Ocho de la tarde, el metro abarrotado de gente en una de las estaciones más céntricas de la ciudad. Las compras navideñas, el final de la jornada laboral y el acostumbrado ajetreo de las horas punta confluyen en los andenes a la espera de los trenes que les devuelvan entre empujones y apretones a la tranquilidad relativa de sus hogares.

Como una más de esas hormiguitas afanadas, que corren en todas direcciones, trato de esquivar a toda velocidad a todos los que se interponen en el camino que me separa de coger el enlace a tiempo. En mis manos, y estrujándola contra mi pecho, llevo una carpeta de la última reunión de la tarde, que se prolongó de forma imprevista en una cafetería cercana.

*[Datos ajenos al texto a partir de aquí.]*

PR #244, opened 2022-03-21
Update darling dependency

umanwizard:
This updates the dependency on `darling` to the latest published version.

Doing so will help us and maybe others avoid multiple dependencies on `darling` in our Cargo.lock (we try to avoid duplicate dependencies as much as possible, to save on build time).

It shouldn't hurt anything for anyone else, so I hope you will accept it.

### DIFF
--- a/derive_builder_core/Cargo.toml
+++ b/derive_builder_core/Cargo.toml
@@ -17,7 +17,7 @@ readme = "README.md"
 clippy = []
 
 [dependencies]
-darling = "0.12.4"
+darling = "0.13.1"
 proc-macro2 = "1.0.24"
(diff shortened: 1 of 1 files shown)


TedDriggs:
No objections, but since it's a dependency minor-version bump I'll also need to do a crate minor-version bump to 0.12.0

TedDriggs:
Update on this; planning to do a bump to darling soon; I've got a couple changes waiting to go out with it around error accumulation.

TedDriggs:
This has been superseded by #250, which moved to `darling` 0.14.0 to pick up some new features. After #245 lands, I plan to push out an update to `derive-builder`.

PR #245, opened 2022-03-24
Support custom fields in the builder struct

ijackson:
In Arti, we want our builder structs to sometimes contain particular types that we specify, other than `Option<TargetFieldType>`.  This will allow us to control what the `[De]serialize` of the builder looks like.

There are a number of other conceivable uses for this escape hatch.  The internal machinery to implement this could also be used for other feature(s).


TedDriggs:
FYI, given the size of this PR I probably won't be able to get to it until next week.

ijackson:
> FYI, given the size of this PR I probably won't be able to get to it until next week.

Sure, thanks for the update.  FYI I will be away next week, so I will hope to read your thoughts when I get back.  I hope you find my structuring into individual commits helpful.

TedDriggs (commented):
This is quality work. I'm on the fence about whether this pushes `derive_builder` too far into the realm of arbitrary code generation - or if there's a way to unbundle what `derive_builder` does such that these advanced scenarios feel like composition rather than ever-deeper modification.

derive_builder_core/src/parsed_literal.rs
```diff
@@ -0,0 +1,23 @@
...
+
+impl<T: syn::parse::Parse> darling::FromMeta for ParsedLiteral<T> {
+    fn from_value(value: &syn::Lit) -> darling::Result<Self> {
+        if let syn::Lit::Str(s) = value {
+            Ok(ParsedLiteral(s.parse()?))
+        } else {
+            Err(darling::Error::unexpected_lit_type(value))
+        }
+    }
+}
```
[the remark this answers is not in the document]
TedDriggs: That's now live as 0.13.3

ijackson:
> This is quality work. I'm on the fence about whether this pushes `derive_builder` too far into the realm of arbitrary code generation - or if there's a way to unbundle what `derive_builder` does such that these advanced scenarios feel like composition rather than ever-deeper modification.

Thanks for the review.  I need to read the details again properly to get to grips with things (and remind myself of the structure...)

I too find the shape of this escape hatch rather uncomfortable.  It's not super convenient and the syntax is awkward.  But I think it is necessary precisely to *enable* composition: allowing the user to insert arbitrary fields into the builder structure, thus letting the user compose autogenerated code from `derive_builder` with their own handling of special cases.  The new plumbing in `derive_builder` is close to the minimum necessary to make that work.

I considered whether it woudl be possible to allow adding fields to the builder without any corresponding field in the output structure; but that would involve smuggling the whole definition of a field through magic attributes.  Or providing an attribute macro, which can of course filter the input arbitrarily.  I didn't like either of those ideas.

derive_builder_core/src/builder_field.rs
```diff
@@ -70,6 +96,17 @@ impl<'a> ToTokens for BuilderField<'a> {
...
+    fn to_tokens(&self, tokens: &mut TokenStream) {
+        match self {
+            BuilderFieldType::Optional(ty) => tokens.append_all(quote!(
+                ::derive_builder::export::core::option::Option<#ty>
+            )),
+            BuilderFieldType::Precisely(ty) => ty.to_tokens(tokens),
+        }
+    }
+}
+
```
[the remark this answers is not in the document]
ijackson: Yes, done.

derive_builder_core/src/builder_field.rs
```diff
@@ -86,7 +123,7 @@ macro_rules! default_builder_field {
     () => {{
         BuilderField {
             field_ident: &syn::Ident::new("foo", ::proc_macro2::Span::call_site()),
-            field_type: &parse_quote!(String),
+            field_type: BuilderFieldType::Optional(Box::leak(Box::new(parse_quote!(String)))),
```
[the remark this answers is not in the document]
ijackson: This is only used for tests, where this seems fine to me.  For now I have added `#[cfg(test)]`.

If you don't want this even in test  code, I could change it to `Cow`.  That would be a (very minor) perf regression for production code, existing to support only tests - which is why I felt it better to have the tests leak.

An alternative would be to change `default_builder_field` to something like `with_default_builder_field`.  That would make it possible to make it a function.

derive_builder_core/src/macro_options/darling_opts.rs
```diff
@@ -253,9 +256,45 @@ pub struct Field {
...
+        {
+            let m = || {
+                darling::Error::unsupported_format(
+                "Specified both #[builder(default=)] and #[builder(custom(build=))] on same field, but this is not meaningful",
+            )
+            };
+            return Err(darling::Error::multiple(vec![
+                m().with_span(default_spec),
+                m().with_span(build_spec),
+            ]));
```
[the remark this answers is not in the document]
ijackson: OK.  Personally I think it's better to produce a completely duplicated diagnostic than to point to only one of the trouble causes, but they are generally going to be right next to each other.  But, it's not a big deal. I have changed this in 3532e5a5beb10b875c22ad72d99cbe92b715f8ed .

derive_builder_core/src/parsed_literal.rs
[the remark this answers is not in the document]
ijackson: Cool, thanks ;-).

derive_builder_core/src/builder_field.rs
```diff
@@ -47,20 +46,47 @@ pub struct BuilderField<'a> {
     pub attrs: &'a [syn::Attribute],
 }
 
+/// The type of a field in the builder struct, implementing `quote::ToTokens`
+#[derive(Debug, Clone)]
+pub enum BuilderFieldType<'a> {
+    /// The corresonding builder field will be `Option<field_type>`.
+    Optional(&'a syn::Type),
+    /// The corresponding builder field will be just this type
+    Precisely(&'a syn::Type),
```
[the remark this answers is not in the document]
ijackson: I have renamed this to `Precise`.

derive_builder_core/src/builder_field.rs
```diff
@@ -47,20 +46,47 @@ pub struct BuilderField<'a> {
     pub attrs: &'a [syn::Attribute],
 }
 
+/// The type of a field in the builder struct, implementing `quote::ToTokens`
+#[derive(Debug, Clone)]
+pub enum BuilderFieldType<'a> {
```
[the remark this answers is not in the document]
ijackson: Yes, this was rather strange.  I looked at it again, and played around a bit.

What I came up with was to fold `field_enabled` into a new variant `BuilderFieldType::Phantom`.  It seems more principled now.

derive_builder_core/src/initializer.rs
```diff
@@ -59,28 +59,55 @@ pub struct Initializer<'a> {
...
-            let default = self.default();
-            tokens.append_all(quote!(
-                #struct_field: #default,
+                }
             ));
         }
+
+        tokens.append_all(quote!(
+            ,
+        ));
```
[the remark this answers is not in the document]
ijackson: Mmm, yes.  It was easy to move the rhs value constrution into a closure, eliminating the possibility of such a bug.

derive_builder_core/src/macro_options/darling_opts.rs
```diff
@@ -245,6 +245,9 @@ pub struct Field {
     default: Option<DefaultExpression>,
     #[darling(default)]
     try_setter: Flag,
+    /// Custom builder field type and build method
+    #[darling(default)]
+    custom: Option<CustomField>,
```
TedDriggs, line 250: Could this go in `field` instead?

```rust
#[builder(field(private, type = "...", build = "..."))]
```

That feels pretty nice.

derive_builder_core/src/macro_options/darling_opts.rs
```diff
@@ -245,6 +245,9 @@ pub struct Field {
     default: Option<DefaultExpression>,
     #[darling(default)]
     try_setter: Flag,
+    /// Custom builder field type and build method
+    #[darling(default)]
```
TedDriggs, line 249: This is no longer needed; `darling` will automatically handle it because the field is an `Option`.

derive_builder_core/src/macro_options/darling_opts.rs
```diff
@@ -253,9 +256,39 @@ pub struct Field {
     setter_attrs: Vec<Attribute>,
 }
 
+/// Options for the field-level `custom` property
+#[derive(Debug, Clone, FromMeta)]
+pub struct CustomField {
+    #[darling(rename = "type")]
+    ty: syn::Type,
+    #[darling(default)]
```
TedDriggs, line 264: This is no longer needed; `darling` will automatically make it optional.

derive_builder_core/src/macro_options/darling_opts.rs
```diff
@@ -253,9 +256,39 @@ pub struct Field {
...
-    /// Populate `self.field_attrs` and `self.setter_attrs` by draining `self.attrs`
-    fn unnest_attrs(mut self) -> darling::Result<Self> {
+    /// Resolve and check (post-parsing) options which come from multiple darling options
+    ///
+    ///  * Check that we don't have a custom field builder *and* a default value
+    ///  * Populate `self.field_attrs` and `self.setter_attrs` by draining `self.attrs`
+    fn resolve(mut self) -> darling::Result<Self> {
+        // Perhaps at some future point there would be a way to specify the default value of the field in the builder.
+        // That ought possibly to be distinct from the default value of the field in the target.
+        // For now, reject this situation.
```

Me dispongo a subir las escaleras mecánicas para cambiar de vía. Quedan pocos minutos para que pase el tren y aumento el ritmo de mis pasos, sorteando en mi ascenso a todos los despistados que aún no se han aprendido que hay que dejar libre el lado de la izquierda para los que tienen más prisa que tú. En mi cabeza sólo estaba la obsesión de llegar a tiempo. Entonces y sin poder reaccionar, doy un paso más corto de lo normal y tropiezo con el escalón, cayendo irremediablemente al suelo y amortiguando el golpe a duras penas con la mano que me quedaba libre.

Un segundo es lo que tardo en asimilar lo que me acaba de pasar, lentamente me incorporo, recojo la maltrecha carpeta y procedo a levantarme esperando encontrar una mano solidaria de otro viajero. Pero al no encontrarla me giro confuso para contemplar con asombro que en la estación no hay nadie más, ni una sola alma, cuando sólo un segundo antes estaba repleta de gente. Me levanto finalmente sin comprender muy bien lo que acababa de suceder, me giro de nuevo y vuelve a estar todo el mundo donde estaba antes de mi caída. Pero con una diferencia, me doy cuenta de que el que no está ahí soy yo, sino que soy invisible para el resto.

No sé cómo explicarlo, pero es como si viviese en una realidad paralela, en una frecuencia diferente. Convivo con el resto del mundo en el mismo plano espacio temporal, pero pertenecemos a realidades distintas, a mundos con percepciones totalmente contrapuestas, de forma que si no estuviésemos separados, entrarían en conflicto provocando la destrucción.

Esa es mi soledad. No es una soledad vinculada a las endebles relaciones afectivo-amorosas que surgen entre los seres humanos y que se manifiesta en el miedo a no encontrar a esa persona que complete mis carencias. No es eso, es algo menos epidérmico y más racional. Es la convicción de que mis pulmones no soportan el aire pesado y agobiante del entorno; de que mi corazón palpita a un ritmo distinto del resto, de que mis palabras y mi entendimiento configuran un idioma extraño y complejo que nadie más puede comprender…

Es como vivir en una isla en medio del desierto, como una margarita que trata de crecer entre zarzas o como una camisa blanca en la colada de color.

Siempre me queda la esperanza de que en algún lugar siempre habrá otras islas, otras margaritas y otras camisas solitarias, que luchen por no verse absorbidas por su entorno.

«La soledad es una estación, a contratiempo».